PR #894, opened 2025-10-12
DEVICE/API: Simplify createGpuXferReq to single-step API

michal-shalev:
## What?
Replace two-step GPU transfer request creation with a single `createGpuXferReq` API that takes descriptor lists directly and returns both transfer request and GPU request handles.

## Why?
Simplify the API by reducing GPU transfer request creation from two separate function calls to a single call.

## How?
Updated `createGpuXferReq` to substitute calls to `createXferReq` + `createGpuXferReq`. Removed the old `createGpuXferReq` method and updated tests accordingly.

### DIFF
--- a/benchmark/nixlbench/src/worker/nixl/nixl_worker.cpp
+++ b/benchmark/nixlbench/src/worker/nixl/nixl_worker.cpp
@@ -862,7 +862,7 @@ xferBenchNixlWorker::allocateMemory(int num_threads) {
         iov_lists.push_back(iov_list);
 
         /* Workaround for a GUSLI registration bug which resets memory to 0 */
-        if (seg_type == DRAM_SEG) {
+        if (XFERBENCH_BACKEND_GUSLI == xferBenchConfig::backend && seg_type == DRAM_SEG) {
             for (auto &iov : iov_list) {
                 if (isInitiator()) {
                     memset((void *)iov.addr, XFERBENCH_INITIATOR_BUFFER_ELEMENT, buffer_size);
--- a/src/infra/nixl_descriptors.cpp
+++ b/src/infra/nixl_descriptors.cpp
@@ -112,19 +112,19 @@ nixlBlobDesc::nixlBlobDesc(const nixlBasicDesc &desc,
 }
 
 nixlBlobDesc::nixlBlobDesc(const nixl_blob_t &blob) {
-    size_t meta_size = blob.size() - sizeof(nixlBasicDesc);
-    if (meta_size > 0) {
+    if (blob.size() > sizeof(nixlBasicDesc)) {
+        const size_t meta_size = blob.size() - sizeof(nixlBasicDesc);
         metaInfo.resize(meta_size);
         blob.copy(reinterpret_cast<char*>(this), sizeof(nixlBasicDesc));
         blob.copy(reinterpret_cast<char*>(&metaInfo[0]),
                  meta_size, sizeof(nixlBasicDesc));
-    } else if (meta_size == 0) {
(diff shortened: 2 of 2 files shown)


src/api/cpp/nixl.h
```diff
@@ -322,12 +322,22 @@ class nixlAgent {
...
+         * @param  remote_agent   [in]  Remote agent name for accessing the remote data
+         * @param  gpu_req_hndl   [out] GPU transfer request handle
+         * @param  req_hndl       [out] Transfer request handle
+         * @param  extra_params   [in]  Optional extra parameters
+         * @return nixl_status_t  Error code if call was not successful
          */
         nixl_status_t
-        createGpuXferReq(const nixlXferReqH &req_hndl, nixlGpuXferReqH &gpu_req_hndl) const;
+        createGpuXferReq(const nixl_xfer_dlist_t &local_descs,
+                         const nixl_xfer_dlist_t &remote_descs,
```
itayalroy, line 336: I think it's confusing to have local_descs and remote_descs with different lengths, which implies that the last `len(remote_descs) - len(local_descs)` remote descs are inline only.

Instead, I think we should enforce `len(local_descs) == len(remote_descs)` and introduce a third parameter- `inline_descs` which will describe remote memory that has no corresponding src buffer (and therefore can only be written into with inline data)

src/core/nixl_agent.cpp
```diff
@@ -1231,25 +1221,165 @@ nixlAgent::releaseXferReq(nixlXferReqH *req_hndl) const {
...
+                            const nixl_xfer_dlist_t &remote_descs,
+                            const nixlBasicDesc &signal_desc,
+                            const std::string &remote_agent,
+                            nixlGpuXferReqH &gpu_req_hndl,
+                            nixlXferReqH *&req_hndl,
+                            const nixl_opt_args_t *extra_params) const {
+    nixl_status_t ret1, ret2;
+    nixl_opt_b_args_t opt_args;
+
+    std::unique_ptr<backend_set_t> backend_set = std::make_unique<backend_set_t>();
```
aranadive, line 1244: If most of the code here is common with CreateXferReq can do refactor of both instead of duplication.

src/plugins/ucx/ucx_backend.cpp
```diff
@@ -39,14 +39,14 @@
 #endif
 
 namespace {
-    void moveNotifList(notif_list_t &src, notif_list_t &tgt)
```
aranadive, line 42: Can we skip the files that are only clang formatted but otherwise weren't modified for the PR issue?

michal-shalev: removed the unrelated changes

michal-shalev:
/ok to test [aa36008](https://github.com/ai-dynamo/nixl/pull/894/commits/aa36008b02ed54d52be5c8fa8d43b24405771dce)

michal-shalev:
/ok to test [aa36008](https://github.com/ai-dynamo/nixl/pull/894/commits/aa36008b02ed54d52be5c8fa8d43b24405771dce)

michal-shalev:
/ok to test [aa36008](https://github.com/ai-dynamo/nixl/pull/894/commits/aa36008b02ed54d52be5c8fa8d43b24405771dce)

michal-shalev:
/ok to test [a124461](https://github.com/ai-dynamo/nixl/pull/894/commits/a12446185e565f37f742f0431bee072d85e56983)

michal-shalev:
@brminich @yosefe @ofirfarjun7 @itayalroy 
Closing this PR following the latest API discussions.

PR #908, opened 2025-10-14
libfabric: fix asymmetrical rails for heterogeneous node types.

fengjica:
This change:
 - passes the number of rail endpoints to others via serialization,
 - added all remote endpoints for each local rails into addresses,
 - round-robin pick local rails and remote endpoints for data transfer.

## What?
Fix the assumption in the code today that rails configuration is the same across nodes.

## Why?
Users intend to use AWS p5en and p6 nodes together.

## How?
See changes described above.

### DIFF
--- a/benchmark/nixlbench/src/worker/nixl/nixl_worker.cpp
+++ b/benchmark/nixlbench/src/worker/nixl/nixl_worker.cpp
@@ -1030,7 +1030,14 @@ xferBenchNixlWorker::exchangeIOV(const std::vector<std::vector<xferBenchIOV>> &l
                     if (basic_desc) {
                         remote_iov_list.push_back(basic_desc.value());
                     }
-                } else if (XFERBENCH_BACKEND_POSIX == xferBenchConfig::backend) {
+                } else if (XFERBENCH_BACKEND_GUSLI == xferBenchConfig::backend) {
+                    xferBenchIOV iov_remote(iov);
+                    iov_remote.addr = xferBenchConfig::gusli_bdev_byte_offset + file_offset;
+                    iov_remote.len = block_size;
+                    iov_remote.devId = 11;
+                    remote_iov_list.push_back(iov_remote);
+                    file_offset += block_size;
+                } else {
                     xferBenchIOV iov_remote(iov);
                     iov_remote.addr = file_offset;
                     iov_remote.len = block_size;
@@ -1041,13 +1048,6 @@ xferBenchNixlWorker::exchangeIOV(const std::vector<std::vector<xferBenchIOV>> &l
                         file_offset += block_size;
                         fd_idx = 0;
                     }
-                } else if (XFERBENCH_BACKEND_GUSLI == xferBenchConfig::backend) {
-                    xferBenchIOV iov_remote(iov);
-                    iov_remote.addr = xferBenchConfig::gusli_bdev_byte_offset + file_offset;
-                    iov_remote.len = block_size;
-                    iov_remote.devId = 11;
-                    remote_iov_list.push_back(iov_remote);
-                    file_offset += block_size;
                 }
             }
             res.push_back(remote_iov_list);


src/utils/libfabric/libfabric_rail_manager.cpp
```diff
@@ -794,13 +795,17 @@ nixlLibfabricRailManager::deserializeConnectionInfo(
     return NIXL_SUCCESS;
 }
 
+const std::string NUM_RAILS_TAG {"num_rails"};
```
yexiangd: keep it in libfabric_common

src/plugins/libfabric/libfabric_backend.cpp
```diff
@@ -889,6 +893,21 @@ nixlLibfabricEngine::unloadMD(nixlBackendMD *input) {
...
+ *****************************************/
+
+void
+nixlLibfabricPublicMetadata::derive_remote_selected_endpoints() {
+    remote_selected_endpoints_.clear();
+
+    for (size_t i = 0; i < rail_remote_key_list_.size(); ++i) {
+        if (rail_remote_key_list_[i] != 0) {
+            remote_selected_endpoints_.push_back(i);
+        }
```
yexiangd, line 906: nit: else through some warning message

src/utils/libfabric/libfabric_rail_manager.cpp
```diff
@@ -136,29 +136,34 @@ nixlLibfabricRailManager::shouldUseStriping(size_t transfer_size) const {
...
     bool use_striping = shouldUseStriping(transfer_size) && selected_rails.size() > 1;
-
+    NIXL_DEBUG << "use_striping: " << use_striping;
     if (!use_striping) {
         // Round-robin: use one rail for entire transfer
-        size_t rail_idx = round_robin_counter.fetch_add(1) % selected_rails.size();
-        size_t rail_id = selected_rails[rail_idx];
+        const auto counter_value = round_robin_counter.fetch_add(1);
+        const size_t rail_id = selected_rails[counter_value % selected_rails.size()];
+        const size_t remote_ep_idx =
```
yexiangd: use either `remote_ep_idx` or `remote_ep_id` across the board. in striping case you are using `remote_ep_id`

src/utils/libfabric/libfabric_rail_manager.cpp
```diff
@@ -794,13 +797,17 @@ nixlLibfabricRailManager::deserializeConnectionInfo(
     return NIXL_SUCCESS;
 }
 
+const std::string NUM_RAILS_TAG{"num_rails"};
```
yexiangd: do you want to keep constants in a header file like libfabric_common.h or in rail_manager.h?

src/utils/libfabric/libfabric_rail_manager.cpp
```diff
@@ -816,11 +823,21 @@ nixl_status_t
...
     const std::string &key_prefix,
-    size_t expected_count,
     std::vector<std::array<char, LF_EP_NAME_MAX_LEN>> &endpoints_out) const {
-    endpoints_out.resize(expected_count);
 
-    for (size_t rail_id = 0; rail_id < expected_count; ++rail_id) {
+    size_t num_rails;
+    try {
+        const std::string str = ser_des.getStr(NUM_RAILS_TAG);
+        num_rails = std::stoull(str);
```
yexiangd: size_t range might be different from unsigned longlong. You can add a range check
```
    unsigned long long temp = std::stoull(ser_des.getStr(NUM_RAILS_TAG));
    
    if (temp > std::numeric_limits<size_t>::max()) {
        NIXL_ERROR << "Number too large for size_t: " << temp;
        return NIXL_ERR_BACKEND;
    }
```

src/plugins/libfabric/libfabric_backend.cpp
```diff
@@ -579,15 +575,19 @@ nixlLibfabricEngine::createAgentConnection(
     }
 
     // Process all control rails in one operation
+    // Use only one local control rail.
+    std::unordered_map<size_t, std::vector<fi_addr_t>> control_rail_endpoints_map;
+    control_rail_endpoints_map[0].reserve(rail_manager.getNumControlRails());
```
yexiangd: wondering why do you assume Use only one local control rail but reserves space that's able to support X remote control rail?

also, is it duplicated with allocation in insertAllAddresses()? 
```
fi_addrs_out[rail_id].reserve(endpoints.size());
```

src/utils/libfabric/libfabric_rail_manager.h
```diff
@@ -260,12 +263,14 @@ class nixlLibfabricRailManager {
     serializeMemoryKeys(const std::vector<uint64_t> &keys, void *buffer, std::string &str) const;
     /** Deserialize memory keys and remote address
      * @param serialized_data Serialized memory information
+     * @param max_num_keys Max number of keys
```
yexiangd: should we just call it num_keys?  I feel the "max" part is a little confusing, wdy think?

src/utils/libfabric/libfabric_rail_manager.cpp
fengjica: Please see reply below.

src/plugins/libfabric/libfabric_backend.cpp
fengjica: Done.

src/utils/libfabric/libfabric_rail_manager.cpp
fengjica: Done in the new update.

src/utils/libfabric/libfabric_rail_manager.cpp
fengjica: I'd like to keep it in the cpp file, as it doesn't need to be exposed outside.

I moved it to the top of the file.

src/utils/libfabric/libfabric_rail_manager.cpp
fengjica: Yes. Please see the modified version in the update.

src/plugins/libfabric/libfabric_backend.cpp
fengjica: In the recent update, I changed to to the same for control rails as data rails. I believe you are right, I should not make any assumption here even if only the 0th control rail is used later, which is the decision of that code.

src/utils/libfabric/libfabric_rail_manager.h
fengjica: Done.

PR #915, opened 2025-10-16
Bindings: package separate wheels for CUDA 12 and 13

ovidiusm:
## What?
Add support for building separate nixl wheels for CUDA 12 and CUDA 13.

## Why?

NIXL binaries are linked against libcudart.so.12 or libcudart.so.13. The two major versions are incompatible. Therefore we need separate wheels.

> Required action: Read through the entries above, and wherever a line holds the string "different", copy it.

> Solution below:
itayalroy, line 336: I think it's confusing to have local_descs and remote_descs with different lengths, which implies that the last `len(remote_descs) - len(local_descs)` remote descs are inline only.
yexiangd: size_t range might be different from unsigned longlong. You can add a range check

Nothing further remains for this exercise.